Science fiction has shaped our space programs from the very beginning. The Martian Chronicles, War of the Worlds, many senior scientists were inspired by those early, early novels, and they've actually created the science reality of Mars exploration that we have today. It's a multi-generational search. We're just starting now. We're just kind of planting the seeds for a really long endeavor.
Consider the volume of all the Earth's oceans. All right, and let's say, that's the volume of search space, where we might find a signal. Well, in 50 years, how much of that ocean have we searched? It's a pretty disappointing one glass of water. Whether we find extraterrestrial life or learn that we are alone, it will tell us a lot about our civilization and what our future might be.
Think back to that great filter theory. It could be even life rarely gets started or that the universe is teeming with life, but none of it... as smart as us. That is good news for the future of our civilization. It means that we are maybe the only planet in the galaxy that got as far as intelligent life, and there's no reason we can't be set fair for thousands or millions of years in the future. Or maybe the hardest stage is ahead of us. And some unknown challenge awaits humanity.

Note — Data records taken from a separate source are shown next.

PR #9586, opened 2022-03-26
[bitnami/postgresql-ha] Update to use projected secrets rather than initContainers for mounting tls certs.

### LINKED ISSUE #9560: [postgresql-ha] Using tls with pgpool results in having to roll the pgpool pods everytime the cert renews
### Name and Version

bitnami/postgresql-ha:8.6.4

Running cert-manager to make pgpool tls certificates means that the tls certificates will get auto-renewed. When the auto-renew occurs, the app will pick up this new tls cert but pgpool will be stuck on the old one.

pgpool:
  tls:
    enabled: true
    

Pgpool should be able to dynamically get an updated tls certificate.

### What do you see instead?

The pgpool container uses an initContainer to copy the tls certificate to a new volume and then mounts this new volume.

Instead, just mount the volume directly. If the concern is the owner and the permissions (as that is the main thing the initContainer script does), then use [projected volumes](https://kubernetes.io/docs/concepts/storage/projected-volumes/)

### Additional information

_No response_

ProNibs:
**Description of the change**

Changes bitnami/postgresql-ha's pgpool from using an initContainer to inject tls secrets to using kubernetes projected volumes. 

**Benefits**

If pgpool.tls.enabled=true, pgpool.tls.autoGenerated=false, and pgpool.tls.certificatesSecret is set (along with certFilename, certKeyFilename, and certCAFilename), if that certificateSecret is updated in place, pgpool will automatically get the new updates without requiring a restart of the pod.

This also locks down the ownership of these files by making them owned by root and the default 1001 user the pgpool process runs on can only read them.

**Possible drawbacks**

I'm not good at testing, so possible that even if the underlying tls ca.crt,tls.cert,tls.key are updated, the pgpool process wouldn't read them on new requests.

**Applicable issues**

  - fixes #9560

**Additional information**

When exec'ing into the container, the files are read+write by owner and read by group. The owner is root and the group is the default 1001 user.
It used to be that the owner was 1001, group was 1001, read+write by owner, read by group, read by other.

**Checklist**


fmulero (commented):
Hi @ProNibs  Thanks a lot for sharing this PR. I think you did a good contribution but  I have some concerns/doubts about the change I'd like to share.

If life on Earth is typical and we are typical, but the typical thing is you don't survive very long then, that doesn't say much about our future. The importance for the search for life elsewhere in the universe is kind of the search in understanding ourselves. It's important to understanding how did we as a planet come here. And how rare are we or how rare are we not? And for humans, it's an understanding of, you know, what's the next big step for us.